=== Exercise details ===
If a line in the records below holds the string "SFDE", count it, and state only the final count.

Study material START

PR #78, opened 2015-11-20
task cleanup

heckj:
removing unused and un-needed options

### DIFF
--- a/lib/task-data/tasks/install-coreos.js
+++ b/lib/task-data/tasks/install-coreos.js
@@ -7,10 +7,6 @@ module.exports = {
     injectableName: 'Task.Os.Install.CoreOS',
     implementsTask: 'Task.Base.Os.Install',
     options: {
-        // NOTE: user/pass aren't used by the coreos installer at the moment,
-        // but they are required values
-        username: 'root',
-        password: 'root',
         profile: 'install-coreos.ipxe',
         comport: 'ttyS0',
         hostname: 'coreos-node',


lib/task-data/tasks/install-coreos.js
```diff
@@ -8,7 +8,7 @@ module.exports = {
     implementsTask: 'Task.Base.Os.Install',
     options: {
         // NOTE: user/pass aren't used by the coreos installer at the moment,
-        // but they are required values
+        // but they are required values for Task.Base.Os.Install
```
yyscamper: From the definition of Task.Base.Os.Install, the user/password are not required (at least now).
Meanwhile, by the design of "Parameterized OS Bootstrap", no option for "username", the name for the password for root account should be "rootPassword"

benbp: Yeah, this is right. 

This was actually the original reasoning behind why we had base task definitions be separate from jobs, so that you could have different schemas/required options for the same job, but in practice, it seemed to be mostly redundant rather than useful. But I wonder whether it's an idea worth holding onto when we refactor base task definitions into the job classes.

heckj: The reason for the comment was that I found the pass-through of values in the declarative JSON blobs to be fairly confusion - not sure what's defined where, what's required, and what's not. The CoreOS installer, in fact, doesn't have any capacity to specify this - the most you can tweak there is the SSH key that allows you to log into the base account for their system. An outlier in the OS install space, but worth noting.

benbp: Does it work if you remove the options?

heckj: Good question, I'll remove and see - I really don't know.

heckj: so... apparently it does!, huh - will update the PR to just remove that stuff since it doesn't use it OR require it

benbp:
Oh good, glad it worked.

DavidjohnBlodgett:
:+1:

PR #80, opened 2015-11-25
Modified lsscsi command parser to combine phrases correctly

iceiilin:
Original lsscsi parser combines two phrases in one item, and doesn't count in the case where there are three phrases, making array index wrong after processing.
For example,
input: '[10:0:0:0]   disk    ATA      32GB SATA Flash  SFDE  /dev/sda   32.0GB'
Current:
output: ['[10:0:0:0]','disk','ATA',**'32GB SATA','Flash'**,'SFDE','/dev/sda','32.0GB']
This PR:
output: ['[10:0:0:0]','disk','ATA',**'32GB SATA Flash'**,'SFDE','/dev/sda','32.0GB']

### DIFF
--- a/lib/utils/job-utils/command-parser.js
+++ b/lib/utils/job-utils/command-parser.js
@@ -615,9 +615,14 @@ function commandParserFactory(Logger, Promise, _) {
                     // Grab lsscsi information
 
                     split = _.compact(line.split(' '));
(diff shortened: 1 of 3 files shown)


benbp:
Ah, good fix. :+1:

heckj:
+1

PR #85, opened 2015-12-03
support specify install disk for install-os

yyscamper:
- add a new option 'installDisk' in install-os job.
 - installDisk support both drive name (string) or drive index (number).
 - if use specify drive index, install-job will lookup the 'driveId' catalog to find the corresponding drive wwid.

Below is the dependent PR:
https://github.com/RackHD/on-http/pull/58

### DIFF
--- a/lib/jobs/install-os.js
+++ b/lib/jobs/install-os.js
@@ -1,5 +1,5 @@
-// Copyright 2015, EMC, Inc.
 
+// Copyright 2015, EMC, Inc.
 'use strict';
 
 var di = require('di');
@@ -13,7 +13,10 @@ di.annotate(installOsJobFactory, new di.Provide('Job.Os.Install'));
         'Assert',
         'Util',
         '_',
-        'Services.Encryption'
+        'Services.Encryption',
+        'Promise',
+        'JobUtils.CatalogSearchHelpers',
+        'Services.Waterline'
     )
 );
 
@@ -23,7 +26,10 @@ function installOsJobFactory(
     assert,
     util,
     _,
-    encrypt
+    encrypt,
+    Promise,
+    catalogSearch,
+    waterline
 ) {
     var logger = Logger.initialize(installOsJobFactory);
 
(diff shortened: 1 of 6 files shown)


yyscamper:
@zyoung51

spec/lib/jobs/install-os-job-spec.js
```diff
@@ -87,21 +93,138 @@ describe('Install OS Job', function () {
...
+                return job._convertInstallDisk();
+            }).then(function() {
+                expect(job.options.installDisk).to.equal('naa.rstuvw');
+            });
+        });
+
+        it('should set correct installDisk linux wwid', function() {
+            job.options.osType = 'linux';
+            return Promise.resolve().then(function() {
+                return job._convertInstallDisk();
```
benbp: FYI, a nice way you can also do this is like:

`return expect(job._convertInstallDisk()).to.become('/dev/test1');`

lib/jobs/install-os.js
```diff
@@ -148,24 +154,76 @@ function installOsJobFactory(
...
+        var disk = self.options.installDisk;
+
+        //If disk is empty then do nothing.
+        //If disk is string, it means user directly input the drive wwid, so don't need conversion.
+        if ((!disk && disk !== 0) || _.isString(disk)) {
+            return;
+        }
+
+        if (!_.isNumber(disk)) {
+            throw new Error('The installDisk format is not correct');
```
benbp: Just a little nitpick: I generally like to normalize what comes out of promise returning functions, so doing a `Promise.reject(new Error(...))`.

benbp:
Just some minor style comments, up to you if you care to address them.

:+1: regardless.

spec/lib/jobs/install-os-job-spec.js
yyscamper: @benbp , Your suggestion is good and much simpler than my design, However what I really want to verify is the job.options.installDisk is correctly converted after called function _convertInstallDisk, not the promise resolved value. 

Change _convertInstallDisk to return the job.options.installDisk will make the ".to.become" works, but I still need some logic to ensure the "options.installDisk" is also changed to the resolved value.

anhou:
+1

PR #197, opened 2016-05-12
Add task to wait for a completion Uri trigger

zyoung51:
Add a task to wait for a Uri trigger to resolve an issue
with ESXi installation early completion.

Resolves https://github.com/RackHD/RackHD/issues/221

### DIFF
--- a/lib/jobs/wait-completion-uri.js
+++ b/lib/jobs/wait-completion-uri.js
@@ -1,0 +1,76 @@
+
+// Copyright 2016, EMC, Inc.
+'use strict';
+
+var di = require('di');
+
+module.exports = waitCompletionUri;
+di.annotate(waitCompletionUri, new di.Provide('Job.Wait.Completion.Uri'));
+    di.annotate(waitCompletionUri,
+    new di.Inject(
+        'Job.Base',
+        'Logger',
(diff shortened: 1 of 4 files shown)


yyscamper:
@zyoung51 :
Thanks for the enhancement for ESXi installation.
I think the 2nd completionUri is still not the absolutely completed point, so there is still some gap between this point and the SSH really works, as the ssh-validation lasts for only 100 seconds, do you think  this value is enough to cover the time gap bases on your testing? Whether we still need extend the ssh-validation waiting time?

yyscamper:
Still :+1: for this PR

zyoung51:
@yyscamper ODR-697 needs to be fixed independently of this.  Every OS does a reboot after the completionUri is retrieved, but none of the OS workflows have a delay between the OS installation task completing and the SSH task running.  Because of this, the SSH task reports a false positive 'OS is ready' event.

yyscamper:
@zyoung51 , I agree, that's an independent task

zyoung51:
@RackHD/corecommitters @uppalk1 @tannoa2 @keedya @jlongever

zyoung51:
test this please

PR #205, opened 2016-05-13
add code to handle no default OBM settings

DavidjohnBlodgett:
resolves https://github.com/RackHD/RackHD/issues/35

Thanks @davequick for the assist.

@RackHD/corecommitters @heckj @tldavies @VulpesArtificem @rolandpoulter 

-DJ

### DIFF
--- a/lib/jobs/obm-control.js
+++ b/lib/jobs/obm-control.js
@@ -44,8 +44,6 @@ function obmControlJobFactory(
         assert.string(this.options.action, 'action');
         assert.ok(_.contains(_.methods(ObmService.prototype), this.options.action),
                 'OBM action is a known action');
-        // Defaults for this should have been set by the definition
-        assert.ok(this.options.obmServiceName, 'obm service name');
 
         this.nodeId = this.context.target || this.options.nodeId;
         assert.string(this.nodeId, 'nodeId');
@@ -64,18 +62,33 @@ function obmControlJobFactory(
             assert.ok(node, "Node should exist to run OBM command");
             assert.ok(node.obmSettings, "Node should have OBM settings to run OBM command");
 
-            var settings = _.find(node.obmSettings, function(setting) {
-                return setting ? setting.service === self.obmServiceName : false;
-            });
+            if (self.obmServiceName) {
+                self.settings = _.find(node.obmSettings, function(setting) {
+                    return setting ? setting.service === self.obmServiceName : false;
+                });
+                // throw error if the exact obm service doesn't exist
+                assert.ok(self.settings, "Node should have OBM settings for service: " +
+                    self.obmServiceName);
+            } else {
+                //find the default obm service
+                if(node.obmSettings.length === 0){
+                    throw new Error("No OBM service assigned to this node.");
+                }
+                if(node.obmSettings.length === 1) {
+                    self.settings = node.obmSettings[0];
+                    logger.debug("Defaulting to obmServiceName "+ self.settings.service +
+                        " for node because only one OBM service present.");
+                } else {
+                    throw new Error("More than one OBM service assigned to this node." +
+                        " (no default set for which to use)");
+                }
+            }
 
-            assert.ok(settings, "Node should have OBM settings for service: " +
-                self.obmServiceName);
-
-            var obmServiceFactory = injector.get(self.options.obmServiceName);
+            var obmServiceFactory = injector.get(self.settings.service);
             var obmService = ObmService.create(
-                self.nodeId, 
+                self.nodeId,
                 obmServiceFactory,
-                settings, 
+                self.settings,
                 self.options
             );
 
--- a/spec/lib/jobs/obm-control-spec.js
+++ b/spec/lib/jobs/obm-control-spec.js
@@ -29,6 +29,7 @@ describe("Job.Obm.Node", function () {
             helper.require('/lib/jobs/obm-control.js'),
             helper.require('/lib/services/base-obm-service.js'),
             helper.require('/lib/services/ipmi-obm-service.js'),
+            helper.require('/lib/services/noop-obm-service.js'),
             helper.require('/lib/services/obm-service.js'),
             helper.di.simpleWrapper(mockWaterline, 'Services.Waterline')
         ]);
@@ -131,6 +132,92 @@ describe("Job.Obm.Node", function () {
             });
         });
 
+        it('should fail if there is no OBM services and no default', function(){
+            // user is not passing any default obm service to use for this test...
+            var testOptions = {
+                action: 'reboot',
+                delay: 1,
+                retries: 1
+            };
+
+            job = new Job(testOptions, { target: '54da9d7bf33e0405c75f7111' }, uuid.v4());
+            job._subscribeActiveTaskExists = sinon.stub().resolves();
+            job.killObm = sinon.stub().resolves();
+            var node = {
+                obmSettings: []
+            };
+            mockWaterline.nodes.findByIdentifier.resolves(node);
+
+            return expect(job.run()).to.be.rejectedWith(Error,
+                 'No OBM service assigned to this node.');
+
+        });
+
+        it('should fail if there is more than one OBM service with no default', function(){
+          // user is not passing any default obm service to use for this test...
+          var testOptions = {
+              action: 'reboot',
+              delay: 1,
+              retries: 1
+          };
+
+          job = new Job(testOptions, { target: '54da9d7bf33e0405c75f7111' }, uuid.v4());
+          job._subscribeActiveTaskExists = sinon.stub().resolves();
+          job.killObm = sinon.stub().resolves();
+
+          var node = {
+              obmSettings: [
+                  {
+                      service: 'noop-obm-service',
+                      config: {}
+                  },
+                  {
+                      service: 'foo',
+                      config: {
+                          "user": "admin",
+                          "password": "admin",
+                          "host": "10.0.0.254"
+                      }
+                  }
+              ]
+          };
+          mockWaterline.nodes.findByIdentifier.resolves(node);
+
+          return expect(job.run()).to.be.rejectedWith(Error,
+               'More than one OBM service assigned to this node.' +
+               ' (no default set for which to use)');
+
+        });
+
+        it('should set default OBM setting if only one exists', function(){
+            // user is not passing any default obm service to use for this test...
+            var testOptions = {
+                action: 'reboot',
+                delay: 1,
+                retries: 1
+            };
+
+            job = new Job(testOptions, { target: '54da9d7bf33e0405c75f7111' }, uuid.v4());
+            job._subscribeActiveTaskExists = sinon.stub().resolves();
+            job.killObm = sinon.stub().resolves();
+
+            var node = {
+                obmSettings: [
+                    {
+                        service: 'noop-obm-service',
+                        config: {}
+                    }
+                ]
+            };
+            mockWaterline.nodes.findByIdentifier.resolves(node);
+
+            return job.run()
+            .then(function() {
+                expect(job.settings).to.equal(node.obmSettings[0]);
+            });
+        });
+
+
         it('should run an OBM command with nodeId specified in options', function() {
             var node = {
                 obmSettings: [
@@ -179,7 +266,7 @@ describe("Job.Obm.Node", function () {
             .then(function() {
                 var ipmiObmServiceFactory = helper.injector.get('ipmi-obm-service');
                 expect(ObmServiceSpy).to.have.been.calledWith(
-                    job.nodeId, ipmiObmServiceFactory, node.obmSettings[0], 
+                    job.nodeId, ipmiObmServiceFactory, node.obmSettings[0],
                     testOptions);
                 expect(ObmService.prototype.reboot).to.have.been.calledOnce;
             });
--- a/lib/task-data/tasks/clear-sel.js
+++ b/lib/task-data/tasks/clear-sel.js
@@ -7,9 +7,7 @@ module.exports = {
     injectableName: 'Task.Obm.Node.ClearSEL',
     implementsTask: 'Task.Base.Obm.Node',
     options: {
-        action: 'clearSEL',
-        obmServiceName: 'ipmi-obm-service'
+        action: 'clearSEL'
     },
-    properties: {}	
+    properties: {}
 };
-
--- a/lib/task-data/tasks/identify-off.js
+++ b/lib/task-data/tasks/identify-off.js
@@ -7,8 +7,7 @@ module.exports = {
     injectableName: 'Task.Obm.Node.IdentifyOff',
     implementsTask: 'Task.Base.Obm.Node',
     options: {
-        action: 'identifyOff',
-        obmServiceName: 'ipmi-obm-service'
+        action: 'identifyOff'
     },
     properties: {}
 };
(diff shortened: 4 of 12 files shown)


DavidjohnBlodgett:
@benbp when you get a minute... think you could give this some love?

lib/jobs/obm-control.js
```diff
@@ -64,18 +64,33 @@ function obmControlJobFactory(
...
 
-            var settings = _.find(node.obmSettings, function(setting) {
+            //var settings = _.find(node.obmSettings, function(setting) {
+            self.settings = _.find(node.obmSettings, function(setting) {
                 return setting ? setting.service === self.obmServiceName : false;
             });
 
-            assert.ok(settings, "Node should have OBM settings for service: " +
+            if(!self.settings){
+                console.log("I'm in the block");
```
yyscamper: These debug message should be removed, there is still multiple places contain such un-necessary message.

lib/jobs/obm-control.js
```diff
@@ -64,18 +64,33 @@ function obmControlJobFactory(
...
             assert.ok(node.obmSettings, "Node should have OBM settings to run OBM command");
 
-            var settings = _.find(node.obmSettings, function(setting) {
+            //var settings = _.find(node.obmSettings, function(setting) {
+            self.settings = _.find(node.obmSettings, function(setting) {
                 return setting ? setting.service === self.obmServiceName : false;
             });
 
-            assert.ok(settings, "Node should have OBM settings for service: " +
+            if(!self.settings){
```
yyscamper: I think it will be more reasonable to find the default obm-setting only if no explict obmServiceName is specified or set to `"auto"`.  Because some code logic actually don't want the default behavior.

The logic looks like:
```javascript
if (self.obmServiceName) {
   // throw error if the exact obm service doesn't exist
} else {
   //find the default obm service
}
```

lib/jobs/obm-control.js
```diff
@@ -64,18 +64,33 @@ function obmControlJobFactory(
...
+                console.log("I'm in the block");
+                logger.info("No settings found that match obmServiceName provided to job.");
+                if(node.obmSettings.length === 1) {
+                    console.log("I'm where I want to be!!!");
+                    self.settings = node.obmSettings[0];
+                    logger.info("Defaulting to obmServiceName "+ self.settings.service +
+                    " for node because only one OBM service present.");
+                }else if(node.obmSettings.length > 1){
```
yyscamper: Miss a condition that `node.obmSetting.length === 0`, it should throw an error.

spec/lib/jobs/obm-control-spec.js
```diff
@@ -131,6 +132,63 @@ describe("Job.Obm.Node", function () {
             });
         });
 
+        it('should fail if there is more then one OBM service', function(done){
```
yyscamper: typo: `more then` should be `more than`

spec/lib/jobs/obm-control-spec.js
```diff
@@ -131,6 +132,63 @@ describe("Job.Obm.Node", function () {
...
+                  expect(e).to.have.property('message').that.equals(
+                      'more than one OBM service assigned to this node,' +
+                      ' no default set for which to use'
+                  );
+                  done();
+              } catch (e) {
+                  done(e);
+              }
+          });
+        });
```
yyscamper: Actually, this code block can be much more simple:
```javascript
return expect(job.run()).to.be.rejectedWith(AssertionError, 'more than one OBM service assigned to this node, no default set for which to use');
```

spec/lib/jobs/obm-control-spec.js
```diff
@@ -131,6 +132,63 @@ describe("Job.Obm.Node", function () {
...
+                    }
+                ]
+            };
+            mockWaterline.nodes.findByIdentifier.resolves(node);
+
+            return job.run()
+            .then(function() {
+                // hmmm, how to verify settings has been set...
+                expect(job.settings).to.equal(node.obmSettings[0]);
+            });
```
yyscamper: No a bug here, just to reply to your comment:

Previous, we tested whether the correct obm service has been set by judging whether the correct obmServiceFatory function is called, the code snippt is as following:
```javascript
            return job.run()
            .then(function() {
                var ipmiObmServiceFactory = helper.injector.get('ipmi-obm-service');
                expect(ObmServiceSpy).to.have.been.calledWith(
                    job.nodeId, ipmiObmServiceFactory, node.obmSettings[0],
                    testOptions);
            });
```

Of course, you choose to expose the result obm setting to job's prototype is an alternative simpler way.

lib/jobs/obm-control.js
DavidjohnBlodgett: nice catch, I thought I had removed them.

lib/jobs/obm-control.js
DavidjohnBlodgett: @yyscamper does this case, you brought up, not get handled by the assert found just below, on line 81?

spec/lib/jobs/obm-control-spec.js
DavidjohnBlodgett: understood, fixed in next push

spec/lib/jobs/obm-control-spec.js
DavidjohnBlodgett: thanks for the feedback, I tried implementing this, but it seems to fail, i.e. not return the expected behavior... I would not rule out that I did not implement it correctly though ;-) I'll keep playing with it.

spec/lib/jobs/obm-control-spec.js
DavidjohnBlodgett: haha, you caught me... ya I was having difficulty wrapping my brain around a valid way to test this... and so resulted in just exposing the value I wanted to check as the only way I could think of to make it readable... do you, or anyone else object to me exposing that private variable? Should I test this more like you described above?

lib/jobs/obm-control.js
DavidjohnBlodgett: I think I follow you here, thanks for the feedback! Just curious, could you help me understand what the case would be that we don't want the default behavior?

lib/jobs/obm-control.js
```diff
@@ -64,18 +64,33 @@ function obmControlJobFactory(
             assert.ok(node, "Node should exist to run OBM command");
             assert.ok(node.obmSettings, "Node should have OBM settings to run OBM command");
 
-            var settings = _.find(node.obmSettings, function(setting) {
+            //var settings = _.find(node.obmSettings, function(setting) {
```
anhou: remove this line if it's not used

spec/lib/jobs/obm-control-spec.js
yyscamper: I think either way is OK to me, export the `setting` is reasonable to me.

spec/lib/jobs/obm-control-spec.js
yyscamper: OK, code is correct, You can keep with this.

lib/jobs/obm-control.js
yyscamper: If length ===0, line 81 will not be called, your code just miss this special condition. Change this line to `else` will work, of course you need to modify the error message to "no obm service or more than one obm services"

lib/jobs/obm-control.js
yyscamper: (1) In some situation, we are aware some obm services will not work, for example, snmp-obm-service works for ipdu/switch, ipmi-obm-service does't work, so we want to explicitly use that particular obm-service. 
(2) For passive node discovery, such as the discovery for management service via ipmi, the discovery for switch via snmp, only that particular obm-service is reliable. 
(3) As I know, only ipmi-obm-service supports set pxe boot, so if I want to set the pxe boot order, I should explicitly use the ipmi-obm-service, otherwise fails.

lib/jobs/obm-control.js
DavidjohnBlodgett: understood, fixed in next push.

spec/lib/jobs/obm-control-spec.js
DavidjohnBlodgett: ok, I got help from @VulpesArtificem to wrap my head around what I was doing wrong... and I updated the code to implement the changes you requested, fix will be in the next push.

spec/lib/jobs/obm-control-spec.js
DavidjohnBlodgett: ok, I'll keep it as is for now. Thanks!

DavidjohnBlodgett:
@yyscamper Hey Felix, wondering if you would just review the changes I made based on your suggestions. :D

lib/jobs/obm-control.js
```diff
@@ -64,18 +62,33 @@ function obmControlJobFactory(
...
+                assert.ok(self.settings, "Node should have OBM settings for service: " +
+                    self.obmServiceName);
+            } else {
+                //find the default obm service
+                if(node.obmSettings.length === 0){
+                    assert.fail(true,true, "No OBM service assigned to this node");
+                }else if(node.obmSettings.length === 1) {
+                    self.settings = node.obmSettings[0];
+                    logger.info("Defaulting to obmServiceName "+ self.settings.service +
+                    " for node because only one OBM service present.");
```
yyscamper: a minor indent error, the same for line 83

lib/jobs/obm-control.js
```diff
@@ -64,18 +62,33 @@ function obmControlJobFactory(
...
 
-            var settings = _.find(node.obmSettings, function(setting) {
+            self.settings = _.find(node.obmSettings, function(setting) {
                 return setting ? setting.service === self.obmServiceName : false;
             });
 
-            assert.ok(settings, "Node should have OBM settings for service: " +
-                self.obmServiceName);
+            if (self.obmServiceName) {
+                // throw error if the exact obm service doesn't exist
```
yyscamper: I think it's more reasonable to move line 65-67 here because you don't need to lookup obm-service if no explicit obmServiceName is specified.

lib/jobs/obm-control.js
```diff
@@ -64,18 +62,33 @@ function obmControlJobFactory(
...
+                    self.obmServiceName);
+            } else {
+                //find the default obm service
+                if(node.obmSettings.length === 0){
+                    assert.fail(true,true, "No OBM service assigned to this node");
+                }else if(node.obmSettings.length === 1) {
+                    self.settings = node.obmSettings[0];
+                    logger.info("Defaulting to obmServiceName "+ self.settings.service +
+                    " for node because only one OBM service present.");
+                }else if(node.obmSettings.length > 1){
```
yyscamper: not a bug, but I think `else` is enough here

yyscamper:
@DavidjohnBlodgett : thanks for your fix, the code is almost good.  I had some new comment, it's :+1: to me if you at least fix this one:
```
I think it's more reasonable to move line 65-67 here because you don't need to lookup obm-service if no explicit obmServiceName is specified.
```

yyscamper:
Meanwhile, @DavidjohnBlodgett, could you please squeeze the commit history as well?

lib/jobs/obm-control.js
DavidjohnBlodgett: understood, fix added to text push.

lib/jobs/obm-control.js
DavidjohnBlodgett: understood, fix added to next push.

lib/jobs/obm-control.js
DavidjohnBlodgett: ok, so I refactored this to use `else`, and in addition, folded in the use case for `node.obmSettings.length === 0` because I was finding I could not hit that branch of code with tests, due to the assert found on line 63, it seemed to always trigger when the property either does not exist or is an empty array.

DavidjohnBlodgett: actually I take back my comment about it triggering in both cases... just retested after realizing I had not re-introduced the array with zero elements test back into the mix... and discovered I was able to also hit that else statement... fixed in next push.

DavidjohnBlodgett:
@yyscamper ok, fixes in and commits squashed per request. :)

lib/jobs/obm-control.js
```diff
@@ -64,18 +62,31 @@ function obmControlJobFactory(
...
+                    return setting ? setting.service === self.obmServiceName : false;
+                });
+                // throw error if the exact obm service doesn't exist
+                assert.ok(self.settings, "Node should have OBM settings for service: " +
+                    self.obmServiceName);
+            } else {
+                //find the default obm service
+                if(node.obmSettings.length === 1) {
+                    self.settings = node.obmSettings[0];
+                    logger.info("Defaulting to obmServiceName "+ self.settings.service +
```
benbp: debug level seems more appropriate for this, but not a big deal either way.

lib/jobs/obm-control.js
```diff
@@ -64,18 +62,31 @@ function obmControlJobFactory(
...
+                        " for node because only one OBM service present.");
+                }else {
+                    assert.fail(true,true, "More than one OBM service assigned to this node," +
```
benbp: What is this? Do you mean to just throw an error here?

lib/jobs/obm-control.js
```diff
@@ -64,18 +62,31 @@ function obmControlJobFactory(
...
+                        " (no default set for which to use)" +
```
benbp: Also I'd think we have enough information to throw separate error messages depending on whether there are no services assigned, or multiple ones assigned, that way the user doesn't have to guess which one it is.

benbp:
@DavidjohnBlodgett I think you should also remove the 'ipmi-obm-service' default value for obmServiceName in all the obm task definitions, right? (e.g. https://github.com/RackHD/on-tasks/blob/master/lib/task-data/tasks/reboot.js#L11)

lib/jobs/obm-control.js
DavidjohnBlodgett: do you have a recommended level?

lib/jobs/obm-control.js
DavidjohnBlodgett: yes, I just did a quick search and this seemed like a simple enough way. Any suggestions for something different?

benbp: `throw new Error("More than one...<rest of message>");`

lib/jobs/obm-control.js
benbp: Since you're in there making other changes, `logger.debug`.

lib/jobs/obm-control.js
DavidjohnBlodgett: So if there is no obm settings defined, it actually is caught on line 63... this last case was a way for me to satisfy Felix's request to handle the edge case of having the obm property exist as an empty array... he recommended just wrapping them into a "catch all" error, and I choose it to simplify unit testing and code coverage. Should I break out this logic again and reimplement a unique error? @benbp @yyscamper

benbp: So shouldnt the last line of this error message just be removed then? @davidjohnblodgett

DavidjohnBlodgett:
@benbp @yyscamper pushed an updated (and squashed) commit implementing Ben's feed back.

yyscamper:
Thanks @DavidjohnBlodgett , it's :+1:
but still lack another approval, @RackHD/corecommitters

benbp:
👍

PR #206, opened 2016-05-15
Remove null IP set in ARP poller

jlongever:
Previous logic was incorrect.  Lookups should maintain the last seen
entry and not invalidate the IP on an incomplete ARP entry since we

Study material END

=== The completed task ===
3